Survival may be a mechanism of evolution. Organisms that are more adapted to their environment are more likely to survive and expire the genes that aided their success. This process causes species to vary and diverge over time.

Complete answer:
In a population, the survival will favour the individuals with the upper fitness (In other words : those which have the simplest chances to survive and reproduce) during a given environment.
Natural selection becomes on the phenotypic level. Also, remember that the phenotype is the results of the interaction between genotype and environment. It means , for various environments, one gene can give different trait values at the phenotypic level.
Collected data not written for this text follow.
Issue #456, opened 2024-06-13
ScrollPaneSolver doesn't respect scrollbar when using setScrollbarsMode(SWT.NONE)


ptziegler:
This is something I just encountered while investigating https://github.com/eclipse-windowbuilder/windowbuilder/issues/795.

In short, I have a table where I want to disable overlay scrolling by calling `setScrollbarsMode(SWT.NONE)`. However, this flag is ignored when calculating the initial layout. As a result, a part of the table is obscured by the scrollbar:

![image](https://github.com/eclipse/gef-classic/assets/70652978/e5599efd-b8c5-40f2-a423-3eb3af5f83f1)

PR #459, opened 2024-06-19
Use rectangle from ScrollPaneSolver as client area for root figure

ptziegler:
The value returned by getClientArea() might not match the physical size of the canvas. Therefore it might happen that parts of the canvas are hidden behind a scrollbar or not painted at all.

Resolves https://github.com/eclipse/gef-classic/issues/456

### DIFF
--- a/org.eclipse.draw2d/src/org/eclipse/draw2d/FigureCanvas.java
+++ b/org.eclipse.draw2d/src/org/eclipse/draw2d/FigureCanvas.java
@@ -319,7 +319,7 @@ public class FigureCanvas extends Canvas {
 			if (getVerticalBar().getVisible() != result.showV) {
 				getVerticalBar().setVisible(result.showV);
 			}
-			Rectangle r = new Rectangle(getClientArea());
+			Rectangle r = new Rectangle(result.viewportArea);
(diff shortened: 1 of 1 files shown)


ptziegler:
For illustration, this is how the problem currently manifests itself. The viewer of interest is the property table, in the bottom left corner of the editor.

This is the current behavior:
[before.webm](https://github.com/eclipse/gef-classic/assets/70652978/1eb28b04-0bfa-497a-a411-860f6e6aceaf)

This is what it looks like when this PR is applied:
[after.webm](https://github.com/eclipse/gef-classic/assets/70652978/30ba5518-ff69-4b83-b515-728d678e9544)

azoitl:
Tested in  addition with 4diac IDE. Didn't see any impact on our "special" editors.

azoitl (approved):

ptziegler:
Maybe for context: This line was introduced with 793c107460b6e81147280e673f02f5f77b674645. But I don't really see how this is related to the commit message, so I can't make any assumptions about the initial intention.

azoitl:
With all the history and changes in SWT it could likely be that some assumptions or boundary conditions that where valid back in 2006 are not here anymore.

Variation exists within all populations of organisms. This happens partly because random mutations arise within the genome of a private organism, and their offspring can inherit such mutations. Throughout the lives of the individuals, their genomes interact with their environments to cause variations in traits. The environment of a genome includes the biology within the cell, other cells, other individuals, populations, species, also because of the abiotic environment.
Because individuals with certain variants of the trait tend to survive and reproduce quite well with other less successful variants, the population evolves. Other factors affecting reproductive success include sexual selection (now often included in natural selection) and fecundity selection.

Note:
Survival is the differential survival and reproduction of people thanks to differences in phenotype. It's a key mechanism of evolution, the change within the heritable traits characteristic of a population over generations. Darwin popularised the term "natural selection", contrasting it with artificial selection, which in his view is intentional, whereas survival isn't.